Prise en main de l’objectif Canon EF 40 mm F2.8 STM, un délicieux pancake !

Prise en main de l’objectif Canon EF 40 mm F2.8 STM, un délicieux pancake !

Un objectif plat avec mise au point ultra silencieuse ? c’est ce que Canon propose avec ce 40 mm F2.8 que je me suis empressé de commander dès l’annonce de sa sortie. Monté sur mon 5D Mark III, il transforme presque ce gros reflex en bridge, du moins à l’aspect ce qui sera très utile en photo de rue pour rester un peu discret.

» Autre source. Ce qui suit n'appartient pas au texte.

PR #11147, opened 2020-09-24
[DYN-3027] Libraries CoreNodeModels Coverage

Astul-Betizagasti:
### Purpose

Increase code coverage for the CoreNodeMoldes

### Declarations

### Reviewers

Aaron Tang (@QilongTang )
Aparajit Pratap (@aparajit-pratap )

### FYIs

Alfredo Pozo (@alfredo-pozo )


Astul-Betizagasti:
@aparajit-pratap @QilongTang, you will see I removed some methods, those where all private and with no references, I assume they where left behind from past versions of those classes.

QilongTang (approved):
This looks good to me but would like to get confirmation from @aparajit-pratap  as well. He knows AST much better than me

test/Libraries/CoreNodesTests/CoreNodeModelsTests/BaseTypesTests.cs
```diff
@@ -0,0 +1,168 @@
...
+            testNode = DoubleInput.ParseValue("1:#TestText", new[] { '\n' }, new List<string>(), DoubleInputNode.Convert).FirstOrDefault();
+        }
+
+        [Test]
+        public void GetFSchemeValueTest()
+        {
+            Dictionary<string, double> idLookup = new Dictionary<string, double>();
+            idLookup.Add("TestText", 1);
+
+            IEnumerable<double> result = (IEnumerable<double>) testNode.GetFSchemeValue(idLookup);
```
aparajit-pratap, line 38: I don't think `GetFSchemeValue` is used any longer. It is from the old days when the Dynamo language was based on FScheme.

aparajit-pratap: Please don't add a test for this method and mark it obsolete.

test/Libraries/CoreNodesTests/CoreNodeModelsTests/BaseTypesTests.cs
```diff
@@ -0,0 +1,168 @@
...
+            OpenModel(openPath);
+
+            DoubleInputNode = CurrentDynamoModel.CurrentWorkspace.NodeFromWorkspace<DoubleInput>(
+                Guid.Parse("6fc905f8533f433a90fe4b9181463d53"));
+
+            testNode = DoubleInput.ParseValue("1..2:#n", new[] { '\n' }, new List<string>(), DoubleInputNode.Convert).FirstOrDefault();
+        }
+
+        [Test]
+        public void GetFSchemeValueTest()
```
aparajit-pratap, line 87: remove test

test/Libraries/CoreNodesTests/CoreNodeModelsTests/BaseTypesTests.cs
```diff
@@ -0,0 +1,168 @@
...
+        public void TestsSetup()
+        {
+            string openPath = Path.Combine(TestDirectory,
+                @"core\number\TestNumberDeserialization.dyn");
+            OpenModel(openPath);
+
+            DoubleInputNode = CurrentDynamoModel.CurrentWorkspace.NodeFromWorkspace<DoubleInput>(
+                Guid.Parse("6fc905f8533f433a90fe4b9181463d53"));
+
+            testNode = DoubleInput.ParseValue("1..2:#n", new[] { '\n' }, new List<string>(), DoubleInputNode.Convert).FirstOrDefault();
```
aparajit-pratap, line 83: I don't see how these expressions can be used in a `DoubleInput` node: `1..2:#n`, etc. I think this was a very old syntax used during the Fscheme days.

aparajit-pratap: These return an error now.

aparajit-pratap (changes requested):
@Astul-Betizagasti I don't think any of these tests are relevant anymore, unfortunately. `DoubleInput` node only takes numbers now, no expressions. Let's keep the deleted code in this PR and also mark the `GetFSchemeValue` methods for obsoletion.

test/Libraries/CoreNodesTests/CoreNodeModelsTests/BaseTypesTests.cs
Astul-Betizagasti: I see, I'll look into that and change it to the correct one

test/Libraries/CoreNodesTests/CoreNodeModelsTests/BaseTypesTests.cs
Astul-Betizagasti: ok I will update that on the next commit

src/Libraries/CoreNodeModels/Input/BaseTypes.cs
```diff
@@ -286,88 +286,22 @@ protected override void DeserializeCore(XmlElement element, SaveContext context)
...
 
         private static readonly Regex IdentifierPattern = new Regex(@"(?<id>[a-zA-Z_][^ ]*)|\[(?<id>\w(?:[^}\\]|(?:\\}))*)\]");
-        private static readonly string[] RangeSeparatorTokens = { "..", ":", };
 
         public static List<IDoubleSequence> ParseValue(string text, char[] seps, List<string> identifiers, ConversionDelegate convertToken)
         {
             var idSet = new HashSet<string>(identifiers);
-            return text.Replace(" ", "").Split(seps, StringSplitOptions.RemoveEmptyEntries).Select(
+            var doubleSequenceList = text.Replace(" ", "").Split(seps, StringSplitOptions.RemoveEmptyEntries).Select(
                 delegate(string x)
```
aparajit-pratap, line 294: I think we can just say `x =>`

src/Libraries/CoreNodeModels/Input/BaseTypes.cs
```diff
@@ -286,88 +286,22 @@ protected override void DeserializeCore(XmlElement element, SaveContext context)
...
-                        }
-
-                    }
+                    IDoubleInputToken startToken = ParseToken(x, idSet, identifiers);
 
                     return new OneNumber(startToken, convertToken) as IDoubleSequence;
                 }).ToList();
+
+            if (doubleSequenceList.Count == 0)
+                throw new Exception("No identifiers found.");
```
aparajit-pratap, line 302: When is this exception thrown, when the number node is empty? Can you reproduce it? If so, please add the error message as string resource.

aparajit-pratap (approved):

src/Libraries/CoreNodeModels/Input/BaseTypes.cs
Astul-Betizagasti: Yes it was supposed to cover that case but I just checked and it is already being checked somewhere else. I will delete those lines

src/Libraries/CoreNodeModels/Input/BaseTypes.cs
Astul-Betizagasti: It should be better now

aparajit-pratap:
@Astul-Betizagasti there are 4 test failures as a result of this change:

DynamoCoreWpfTests.RecordedTestsDSEngine.MAGN_7348_AttractorPoint
DynamoCoreWpfTests.RecordedTestsDSEngine.MAGN_7348_Count
DynamoCoreWpfTests.RecordedTestsDSEngine.MAGN_7348_MinMax
DynamoCoreWpfTests.RecordedTestsDSEngine.MAGN_7348_Transpose

I think the reason for these failures is that these tests are using range/sequence expressions in the number node and for some reason when the recorded tests are running, the numeric validation is getting skipped due to which the range and sequence expressions are passing in the number node, while they would fail in normal graph creation. I would suggest you verify that all 4 tests use expressions in number nodes and if so update the XML files used in these tests to use code block nodes instead of number nodes.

La focale de 40 mm en plein format est intéressante mais je me demande encore pourquoi Canon n’a pas sorti plutôt un 35 mm. Tant pis, je m’en contente.

La Défense

Assez rapidement je prend la mesure des qualités de cet objectif : il est très très discret (associé au mode silencieux de déclenchement du mark III) et sa petite taille permet de cadrer sans que le sujet ne remarque l’attention dont il fait l’objet. J’ai pu m’amuser dans le métro jusqu’à réaliser des portraits à moins d’un mètre du sujet.

un caillou très discret

L’ouverture à 2.8 est suffisante pour créer des jolis flous d’arrière plan mais j’aurai aimé pouvoir ouvrir jusqu’à 1.8 voire 1.4. Monsieur Canon, si vous me lisez…

La mise au point est précise et rapide, presque totalement silencieuse. La bague de mise au point manuelle est minuscule mais glisse souplement. Un petit problème à signaler, dans certains cas l’AF ne marche plus (cela m’est arrivé deux fois en 6 mois), il faut alors éteindre le boitier et détacher l’objectif avant de le remonter. Un bug mineur qui fera sans doute l’objet d’une correction prochaine mais qui est parfois très agaçant !

Pour conclure cette rapide prise en main : cet objectif si il n’est pas parfait offre un compromis qualité/discrétion excellent. Son prix est très raisonnable.  Il est d’ailleurs monté sur mon boitier pour toutes mes sorties “ballades” et je le recommande chaudement pour tous les amateurs de photos de rue.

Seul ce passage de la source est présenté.